Why do my results look slightly different when run on the same data set?
Although FlowSOM plots tend to have similar groupings of cell subsets, FlowSOM plots may look slightly different because the algorithm is stochastic. It’s okay to run FlowSOM multiple times and pick the one that gives the best visualization. If you’re interested in re-running FlowSOM on the same data with the same settings and getting the exact same map (e.g. for validation of a workflow), you can set the seed.
Can I run viSNE or FlowSOM on my FlowSOM-generated files?
Yes - we actually recommend running viSNE on your FlowSOM (or vice versa) as means of displaying FlowSOM metaclustering results on a dimensionality reduction map for visualization. To do this, you’ll first need to navigate to the viSNE experiment, and then you can run viSNE or FlowSOM from that experiment.
How can I compare groups of samples with FlowSOM?

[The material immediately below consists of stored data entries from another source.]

PR #1110, opened 2021-12-11
bug: Adding supported VolumeCapabilites verification check to CSI RPC requests.

landreasyan:
**What type of PR is this?**

This PR adds a verification check for supported volume capabilities to CSI RPC requests.
Our driver doesn't support RWX access mode for filesystem volumes, yet we didn't have a specific check for preventing the use of such configuration.

Fixes #

**Requirements**:
  
- [ ] includes documentation
- [ ] adds unit tests

**Release note**:
```
none
```

### DIFF
--- a/pkg/azuredisk/controllerserver.go
+++ b/pkg/azuredisk/controllerserver.go
@@ -25,12 +25,10 @@ import (
 	"strings"
 
 	"github.com/Azure/azure-sdk-for-go/services/compute/mgmt/2020-12-01/compute"
-	"github.com/Azure/go-autorest/autorest/to"
 	"github.com/container-storage-interface/spec/lib/go/csi"
 
 	"google.golang.org/grpc/codes"
 	"google.golang.org/grpc/status"
-	v1 "k8s.io/api/core/v1"
 	"k8s.io/apimachinery/pkg/api/resource"
 	metav1 "k8s.io/apimachinery/pkg/apis/meta/v1"
 	"k8s.io/apimachinery/pkg/types"
@@ -41,7 +39,6 @@ import (
 	"sigs.k8s.io/azuredisk-csi-driver/pkg/azureconstants"
 	consts "sigs.k8s.io/azuredisk-csi-driver/pkg/azureconstants"
 	"sigs.k8s.io/azuredisk-csi-driver/pkg/azureutils"
-	"sigs.k8s.io/azuredisk-csi-driver/pkg/optimization"
 	volumehelper "sigs.k8s.io/azuredisk-csi-driver/pkg/util"
 	"sigs.k8s.io/cloud-provider-azure/pkg/metrics"
 	azure "sigs.k8s.io/cloud-provider-azure/pkg/provider"
@@ -61,7 +58,11 @@ func (d *Driver) CreateVolume(ctx context.Context, req *csi.CreateVolumeRequest)
 		klog.Errorf("invalid create volume req: %v", req)
 		return nil, err
 	}
-
+	params := req.GetParameters()
+	diskParams, err := azureutils.ParseDiskParameters(params)
+	if err != nil {
+		return nil, status.Errorf(codes.InvalidArgument, "Failed parsing disk parameters: %v", err)
+	}
 	name := req.GetName()
 	if len(name) == 0 {
 		return nil, status.Error(codes.InvalidArgument, "CreateVolume Name must be provided")
@@ -71,7 +72,7 @@ func (d *Driver) CreateVolume(ctx context.Context, req *csi.CreateVolumeRequest)
 		return nil, status.Error(codes.InvalidArgument, "CreateVolume Volume capabilities must be provided")
 	}
 
-	if !azureutils.IsValidVolumeCapabilities(volCaps) {
+	if !azureutils.IsValidVolumeCapabilities(volCaps, diskParams.MaxShares) {
 		return nil, status.Error(codes.InvalidArgument, "Volume capability not supported")
 	}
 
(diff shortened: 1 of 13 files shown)


andyzhangx (commented):
/ok-to-test

pkg/azureutils/azure_disk_utils.go
```diff
@@ -355,14 +355,28 @@ func IsValidDiskURI(diskURI string) error {
...
+	for _, c := range volCaps {
+		blockVolume := c.GetBlock()
+		mountVolume := c.GetMount()
+		accessMode := c.GetAccessMode().GetMode()
+
+		if (blockVolume == nil && mountVolume == nil) ||
+			(blockVolume != nil && mountVolume != nil) {
+			return false
+		}
+		if mountVolume != nil && accessMode == csi.VolumeCapability_AccessMode_MULTI_NODE_MULTI_WRITER {
```
andyzhangx, line 370: for file system, it does not support following 3 access modes:
```
	VolumeCapability_AccessMode_MULTI_NODE_READER_ONLY VolumeCapability_AccessMode_Mode = 3
	VolumeCapability_AccessMode_MULTI_NODE_SINGLE_WRITER VolumeCapability_AccessMode_Mode = 4
	VolumeCapability_AccessMode_MULTI_NODE_MULTI_WRITER VolumeCapability_AccessMode_Mode = 5
```

landreasyan: Oh, good to know! I'll add those as well.

test/e2e/testsuites/specs.go
```diff
@@ -201,12 +202,12 @@ func (pod *PodDetails) SetupStatefulset(client clientset.Interface, namespace *v
...
 	cleanupFuncs = append(cleanupFuncs, tsc.Cleanup)
 	ginkgo.By("setting up the PVC")
-	tpvc := NewTestPersistentVolumeClaim(client, namespace, volume.ClaimSize, volume.VolumeMode, &createdStorageClass)
+	tpvc := NewTestPersistentVolumeClaim(client, namespace, volume.ClaimSize, volume.VolumeMode, volume.VolumeAccessMode, &createdStorageClass)
 	storageClassName := ""
 	if tpvc.storageClass != nil {
 		storageClassName = tpvc.storageClass.Name
 	}
-	tpvc.requestedPersistentVolumeClaim = generateStatefulSetPVC(tpvc.namespace.Name, storageClassName, tpvc.claimSize, tpvc.volumeMode, tpvc.dataSource)
+	tpvc.requestedPersistentVolumeClaim = generatePVC(tpvc.namespace.Name, storageClassName, tpvc.claimSize, "pvc", tpvc.volumeMode, tpvc.accessMode, tpvc.dataSource)
```
edreed, line 210: Claim size and name ("pvc") order is reversed here.

landreasyan: Ah, yes! Thank you!

pkg/azuredisk/controllerserver.go
```diff
@@ -194,18 +198,6 @@ func (d *Driver) CreateVolume(ctx context.Context, req *csi.CreateVolumeRequest)
 		}
 	}
 
-	if maxShares < 2 {
```
andyzhangx, line 197: I think the reasonable logic is like this:
if maxShares >=2 {
  allow muti-node read/write for raw block device
} 
always allow single-node read/write no matter it's shared disk or not.

landreasyan: I wanted to keep the volume capabilities check separate from maxshares values as we per [CSI documentation](https://kubernetes-csi.github.io/docs/raw-block.html?search=ValidateVolumeCapabilities) we need to validate volume capabilities in the following calls where we don't necessarily want to parse the maxshares values: 
CreateVolume() (multiple capabilities)
ControllerPublishVolume()
ValidateVolumeCapabilities() (multiple capabilities)
GetCapacity() (see below)
NodeStageVolume()
NodePublishVolume()

Do you think we should allow multi-node read/write for file system if the maxshares is < 2? That's going to be the only difference in the current and suggested implementation. 
We could replace the `IsValidVolumeCapabilities` with this logic here but then again, I think it makes it hard to maintain and keep the validation logic consistent.

andyzhangx: This PR actually changed the logic: it allows RWX with raw block device now (no matter it's shared disk or not), original design is that only shared disk would supports RWX with raw block device

landreasyan: If the disk is not shared, does allowing or not allowing RWX make any difference since sharing is already disabled? Alternatively, do you think we should be relying on maxshares for verifying volume capabilities in all the following functions?: 
CreateVolume() (multiple capabilities)
ControllerPublishVolume()
ValidateVolumeCapabilities() (multiple capabilities)
GetCapacity() (see below)
NodeStageVolume()
NodePublishVolume()

andyzhangx: if disk is not shared, we should not allow RWX. I think we need to keep original design, only shared disk would support RWX, RWO with raw block device, and yes, this driver should also rely on maxshares, and if `maxshares` is not provided by user, then it's not shared disk by default.

landreasyan: I have added maxshares parameter to the verification logic.

pkg/azuredisk/controllerserver.go
```diff
@@ -847,58 +760,37 @@ func (d *Driver) CreateSnapshot(ctx context.Context, req *csi.CreateSnapshotRequ
...
-			newUserAgent := v
-			localCloud, err = azureutils.GetCloudProvider(d.kubeconfig, d.cloudConfigSecretName, d.cloudConfigSecretNamespace, newUserAgent, d.allowEmptyCloudConfig)
-			if err != nil {
-				return nil, fmt.Errorf("create cloud with UserAgent(%s) failed with: (%s)", newUserAgent, err)
-
-			}
-		default:
-			return nil, fmt.Errorf("AzureDisk - invalid option %s in VolumeSnapshotClass", k)
+	params := req.GetParameters()
+	diskParams, err := azureutils.ParseDiskParameters(params)
```
andyzhangx, line 766: could you only make changes to volume cap verification? `ParseDiskParameters` func implementation is mainly for CreateVolume, and it does not apply to CreateSnapshot and ExpandVolume since different CSI interface allows different parameters

pkg/azureutils/azure_disk_utils.go
```diff
@@ -426,6 +501,101 @@ func NormalizeStorageAccountType(storageAccountType, cloud string, disableAzureS
 	return "", fmt.Errorf("azureDisk - %s is not supported sku/storageaccounttype. Supported values are %s", storageAccountType, supportedSkuNames)
 }
 
+func ParseDiskParameters(parameters map[string]string) (DiskParameters, error) {
```
andyzhangx, line 504: this function could not be combined for CreateVolume, CreateSnapshot and ExpandVolume since different CSI interface accepts different parameters, cannot use one function to validate all parameters.

landreasyan: This function was called in CreateVolume and CreateSnapshot functions only which as far as I could tell were validating a subset of the same parameters. I have reverted the change to CreateSnapshot, so this parsing is now only used for CreateVolume.

andyzhangx, line 504: mainly LGTM, could you write a UT for this func, thanks.

andyzhangx (approved):
/lgtm
/approve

Run FlowSOM with all of your sample files selected. Then, in the resulting FlowSOM analysis experiment, annotate your files based on their group identity. You can then compare (meta)cluster abundance and expression in the Working Illustration of the resulting FlowSOM analysis experiment.
How do I find statistically significant differences in marker expression or population abundance with FlowSOM results?
You can compare marker expression and abundance differences for metaclusters/populations identified by FlowSOM within the Working Illustration of the FlowSOM analysis experiment (see “Statistics and Fold Change Equations in the Working Illustration” and “Overview of Figure Generation using the Working Illustration”). For more sophisticated statistical analyses, including tests of significance, you can download the FlowSOM analysis experiment files that have the cluster and metacluster IDs added as columns, or you can Export Statistics to compare in downstream tools outside of Cytobank. Make a feature request if you’d like to see this functionality integrated within Cytobank!
How can I run up to 90 million events through FlowSOM?
You can run up to 4M events through FlowSOM in a standard Premium and 8M events on Enterprise account. If you are an Enterprise Cytobank user and would like to run more events (up to 90M) through FlowSOM, please submit a support ticket to inquire about upgrading the compute power for your server.
Can I run multiple FlowSOM runs at the same time?
Yes. The number of runs you can run in parallel is a function of how your server is configured (i.e. how many supporting compute servers have been purchased by your site administrators). If you would like to run more FlowSOM runs in parallel than you currently are able to, please submit a support ticket to inquire about upgrading the compute power for your server.
The clusters in the PDF output are overlapping and difficult to discern. How do I address this?
If the clusters in your PDF output are overlapping, we recommend reducing the cluster size and/or reducing the target number of clusters. In some cases, it might help to use a different seed, or to interpret the SOM results in grid format instead of MST format (both formats are provided in PDF output). Alternatively, you can view and interact with your cluster and metacluster data in the resulting FlowSOM analysis experiment within the Working Illustration, which provides you with a way to analyze (meta)cluster abundance and marker expression at both a population-level and a single-cell level without the issue of overlap.